Exercise description
Beginning with the line where "Possibly! Is that" occurs, set down each line of the records through the final one, exactly and without additions.

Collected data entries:
•••

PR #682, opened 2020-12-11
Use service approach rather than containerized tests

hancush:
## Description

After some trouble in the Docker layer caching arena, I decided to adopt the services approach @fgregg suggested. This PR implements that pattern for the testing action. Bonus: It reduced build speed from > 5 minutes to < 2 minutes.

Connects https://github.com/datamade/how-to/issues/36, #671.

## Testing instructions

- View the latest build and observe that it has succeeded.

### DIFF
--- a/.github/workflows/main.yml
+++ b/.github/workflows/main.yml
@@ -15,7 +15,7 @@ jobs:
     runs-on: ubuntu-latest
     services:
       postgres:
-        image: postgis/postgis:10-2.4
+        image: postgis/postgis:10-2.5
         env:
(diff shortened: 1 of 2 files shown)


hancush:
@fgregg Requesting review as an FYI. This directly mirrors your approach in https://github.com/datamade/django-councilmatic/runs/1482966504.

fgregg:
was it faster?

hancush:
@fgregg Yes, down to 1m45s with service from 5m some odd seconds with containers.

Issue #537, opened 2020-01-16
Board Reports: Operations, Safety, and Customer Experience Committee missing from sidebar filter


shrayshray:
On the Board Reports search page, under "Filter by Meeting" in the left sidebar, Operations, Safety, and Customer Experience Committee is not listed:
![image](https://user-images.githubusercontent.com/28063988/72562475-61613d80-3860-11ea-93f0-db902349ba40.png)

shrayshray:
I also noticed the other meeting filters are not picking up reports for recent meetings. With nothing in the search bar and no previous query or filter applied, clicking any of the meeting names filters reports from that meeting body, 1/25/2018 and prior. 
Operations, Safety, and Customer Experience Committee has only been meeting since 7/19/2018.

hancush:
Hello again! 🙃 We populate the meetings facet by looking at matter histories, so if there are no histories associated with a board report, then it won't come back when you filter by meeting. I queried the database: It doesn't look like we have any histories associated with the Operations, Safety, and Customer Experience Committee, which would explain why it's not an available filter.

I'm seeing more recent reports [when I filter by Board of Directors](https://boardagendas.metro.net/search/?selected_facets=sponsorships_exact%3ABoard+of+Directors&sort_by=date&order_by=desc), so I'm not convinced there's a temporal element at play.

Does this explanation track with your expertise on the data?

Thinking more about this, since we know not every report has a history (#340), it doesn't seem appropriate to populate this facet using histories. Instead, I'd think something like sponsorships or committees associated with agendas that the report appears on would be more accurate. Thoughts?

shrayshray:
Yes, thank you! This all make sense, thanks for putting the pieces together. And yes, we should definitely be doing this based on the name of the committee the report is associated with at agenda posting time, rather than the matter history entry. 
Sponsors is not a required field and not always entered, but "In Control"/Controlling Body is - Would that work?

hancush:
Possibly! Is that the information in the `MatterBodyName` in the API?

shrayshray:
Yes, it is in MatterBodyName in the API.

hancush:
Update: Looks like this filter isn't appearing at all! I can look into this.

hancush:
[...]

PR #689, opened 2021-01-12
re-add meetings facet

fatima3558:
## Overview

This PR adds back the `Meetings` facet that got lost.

•••

Exercise answer
Possibly! Is that the information in the `MatterBodyName` in the API?

shrayshray:
Yes, it is in MatterBodyName in the API.

hancush:
Update: Looks like this filter isn't appearing at all! I can look into this.

hancush:
[...]

PR #689, opened 2021-01-12
re-add meetings facet

fatima3558:
## Overview

This PR adds back the `Meetings` facet that got lost.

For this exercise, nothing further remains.